**The task:**
Using the listing that follows, filter out every line lacking the string "shortened" and return the rest.

**Records:**

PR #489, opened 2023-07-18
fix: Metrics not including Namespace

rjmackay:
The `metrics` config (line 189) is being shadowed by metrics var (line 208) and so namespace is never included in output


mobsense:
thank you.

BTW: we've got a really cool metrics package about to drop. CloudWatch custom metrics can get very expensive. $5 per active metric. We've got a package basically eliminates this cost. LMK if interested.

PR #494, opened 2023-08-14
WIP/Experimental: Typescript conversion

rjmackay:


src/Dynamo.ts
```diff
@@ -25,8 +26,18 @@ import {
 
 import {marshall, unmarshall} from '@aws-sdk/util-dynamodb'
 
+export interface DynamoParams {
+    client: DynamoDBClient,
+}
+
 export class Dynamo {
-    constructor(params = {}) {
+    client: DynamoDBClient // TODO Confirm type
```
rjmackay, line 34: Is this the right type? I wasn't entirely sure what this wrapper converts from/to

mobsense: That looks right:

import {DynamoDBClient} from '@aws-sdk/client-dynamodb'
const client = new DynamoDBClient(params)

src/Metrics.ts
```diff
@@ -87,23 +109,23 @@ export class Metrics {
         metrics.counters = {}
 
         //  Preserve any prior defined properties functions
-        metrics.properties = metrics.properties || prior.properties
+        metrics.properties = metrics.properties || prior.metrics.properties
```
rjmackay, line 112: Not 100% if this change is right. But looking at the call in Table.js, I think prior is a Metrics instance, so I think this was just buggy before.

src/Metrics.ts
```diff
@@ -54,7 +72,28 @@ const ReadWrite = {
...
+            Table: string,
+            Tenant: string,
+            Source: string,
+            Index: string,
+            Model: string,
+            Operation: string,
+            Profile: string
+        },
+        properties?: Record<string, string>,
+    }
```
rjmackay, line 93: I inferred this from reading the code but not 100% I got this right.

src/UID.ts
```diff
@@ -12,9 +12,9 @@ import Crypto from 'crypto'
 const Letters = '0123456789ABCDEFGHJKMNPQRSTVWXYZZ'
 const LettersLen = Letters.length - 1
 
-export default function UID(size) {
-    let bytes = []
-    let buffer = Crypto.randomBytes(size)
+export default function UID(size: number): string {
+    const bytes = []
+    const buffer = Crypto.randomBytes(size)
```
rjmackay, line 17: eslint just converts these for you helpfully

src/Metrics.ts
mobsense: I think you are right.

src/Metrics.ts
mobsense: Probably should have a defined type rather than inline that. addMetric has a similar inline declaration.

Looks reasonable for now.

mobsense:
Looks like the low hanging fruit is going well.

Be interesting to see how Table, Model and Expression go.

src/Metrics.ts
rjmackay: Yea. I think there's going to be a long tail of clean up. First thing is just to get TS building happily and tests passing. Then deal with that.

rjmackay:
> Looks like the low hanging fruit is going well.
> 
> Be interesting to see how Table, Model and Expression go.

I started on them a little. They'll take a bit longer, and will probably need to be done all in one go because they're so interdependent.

==

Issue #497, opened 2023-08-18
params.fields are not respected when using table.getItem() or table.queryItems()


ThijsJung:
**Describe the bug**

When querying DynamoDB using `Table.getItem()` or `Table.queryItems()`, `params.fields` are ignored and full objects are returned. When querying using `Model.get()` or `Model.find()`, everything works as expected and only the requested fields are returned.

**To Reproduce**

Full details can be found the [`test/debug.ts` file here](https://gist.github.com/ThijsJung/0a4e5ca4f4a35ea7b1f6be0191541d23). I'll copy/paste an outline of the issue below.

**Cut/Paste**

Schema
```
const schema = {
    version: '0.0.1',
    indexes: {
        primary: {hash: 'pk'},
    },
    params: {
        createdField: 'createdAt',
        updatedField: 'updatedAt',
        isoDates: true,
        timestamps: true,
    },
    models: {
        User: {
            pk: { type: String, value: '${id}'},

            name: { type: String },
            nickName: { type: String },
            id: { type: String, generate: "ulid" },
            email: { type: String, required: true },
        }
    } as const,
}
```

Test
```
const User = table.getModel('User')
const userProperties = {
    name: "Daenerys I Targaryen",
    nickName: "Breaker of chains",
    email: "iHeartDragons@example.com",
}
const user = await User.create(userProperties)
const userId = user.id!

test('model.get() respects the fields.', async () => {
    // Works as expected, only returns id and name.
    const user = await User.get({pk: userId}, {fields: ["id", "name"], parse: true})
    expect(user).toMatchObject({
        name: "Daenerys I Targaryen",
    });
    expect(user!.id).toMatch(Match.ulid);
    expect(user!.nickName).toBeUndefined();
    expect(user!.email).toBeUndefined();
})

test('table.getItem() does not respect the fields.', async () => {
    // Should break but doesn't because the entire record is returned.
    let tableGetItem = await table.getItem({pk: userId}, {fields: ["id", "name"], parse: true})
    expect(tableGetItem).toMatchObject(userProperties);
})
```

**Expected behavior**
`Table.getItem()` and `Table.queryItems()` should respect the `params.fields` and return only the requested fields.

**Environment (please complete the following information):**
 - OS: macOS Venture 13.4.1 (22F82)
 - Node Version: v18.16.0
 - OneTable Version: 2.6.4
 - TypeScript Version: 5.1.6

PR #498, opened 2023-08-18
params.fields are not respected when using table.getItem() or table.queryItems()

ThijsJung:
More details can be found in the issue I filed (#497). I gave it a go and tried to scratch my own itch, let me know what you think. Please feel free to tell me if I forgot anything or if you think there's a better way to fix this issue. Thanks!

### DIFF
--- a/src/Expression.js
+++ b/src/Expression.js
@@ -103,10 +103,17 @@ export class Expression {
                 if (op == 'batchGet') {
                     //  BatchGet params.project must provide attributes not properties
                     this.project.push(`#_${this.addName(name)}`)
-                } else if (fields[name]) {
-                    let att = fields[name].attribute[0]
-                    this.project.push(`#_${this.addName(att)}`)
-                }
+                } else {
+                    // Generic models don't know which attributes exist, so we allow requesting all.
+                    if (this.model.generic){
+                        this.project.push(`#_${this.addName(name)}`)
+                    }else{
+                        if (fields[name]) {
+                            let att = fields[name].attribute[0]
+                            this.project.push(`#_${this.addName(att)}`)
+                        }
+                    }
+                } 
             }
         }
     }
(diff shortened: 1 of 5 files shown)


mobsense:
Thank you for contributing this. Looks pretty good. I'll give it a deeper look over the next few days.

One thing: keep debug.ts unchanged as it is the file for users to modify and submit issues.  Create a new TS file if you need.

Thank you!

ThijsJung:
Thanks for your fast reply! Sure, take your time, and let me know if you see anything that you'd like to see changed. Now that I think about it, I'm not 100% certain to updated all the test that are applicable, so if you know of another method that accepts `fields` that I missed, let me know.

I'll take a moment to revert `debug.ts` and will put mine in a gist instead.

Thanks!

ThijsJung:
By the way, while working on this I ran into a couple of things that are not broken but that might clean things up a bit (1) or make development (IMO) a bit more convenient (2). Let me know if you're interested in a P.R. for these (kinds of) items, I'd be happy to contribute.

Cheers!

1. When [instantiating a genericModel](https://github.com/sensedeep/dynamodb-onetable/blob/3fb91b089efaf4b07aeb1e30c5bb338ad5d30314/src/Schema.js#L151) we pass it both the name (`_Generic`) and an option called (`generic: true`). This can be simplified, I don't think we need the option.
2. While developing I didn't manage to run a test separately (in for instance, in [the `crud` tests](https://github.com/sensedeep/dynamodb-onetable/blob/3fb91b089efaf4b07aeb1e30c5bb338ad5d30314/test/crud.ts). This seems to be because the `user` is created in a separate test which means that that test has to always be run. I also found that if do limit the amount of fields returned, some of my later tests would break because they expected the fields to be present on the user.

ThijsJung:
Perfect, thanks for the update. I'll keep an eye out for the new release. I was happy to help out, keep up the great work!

--

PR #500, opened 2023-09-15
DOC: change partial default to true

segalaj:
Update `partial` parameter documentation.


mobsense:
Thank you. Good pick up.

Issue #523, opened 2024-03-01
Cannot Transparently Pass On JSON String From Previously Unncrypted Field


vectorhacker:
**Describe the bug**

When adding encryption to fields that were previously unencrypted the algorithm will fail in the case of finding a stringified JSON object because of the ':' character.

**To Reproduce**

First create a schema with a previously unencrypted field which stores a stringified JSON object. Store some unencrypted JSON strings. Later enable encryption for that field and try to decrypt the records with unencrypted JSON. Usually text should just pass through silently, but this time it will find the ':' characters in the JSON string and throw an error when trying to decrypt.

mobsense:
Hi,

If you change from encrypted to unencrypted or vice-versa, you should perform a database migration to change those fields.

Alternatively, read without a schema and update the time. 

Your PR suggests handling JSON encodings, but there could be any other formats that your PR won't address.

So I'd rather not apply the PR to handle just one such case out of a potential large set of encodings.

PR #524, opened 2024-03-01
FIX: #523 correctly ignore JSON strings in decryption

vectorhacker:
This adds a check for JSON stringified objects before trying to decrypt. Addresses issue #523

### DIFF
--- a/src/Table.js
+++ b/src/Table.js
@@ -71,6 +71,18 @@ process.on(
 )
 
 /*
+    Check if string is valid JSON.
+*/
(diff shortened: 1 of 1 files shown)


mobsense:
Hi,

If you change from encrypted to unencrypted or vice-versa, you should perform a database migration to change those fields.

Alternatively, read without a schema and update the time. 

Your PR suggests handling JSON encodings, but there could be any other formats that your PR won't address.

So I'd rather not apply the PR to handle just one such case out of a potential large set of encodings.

**Completed task:**
(diff shortened: 1 of 5 files shown)
(diff shortened: 1 of 1 files shown)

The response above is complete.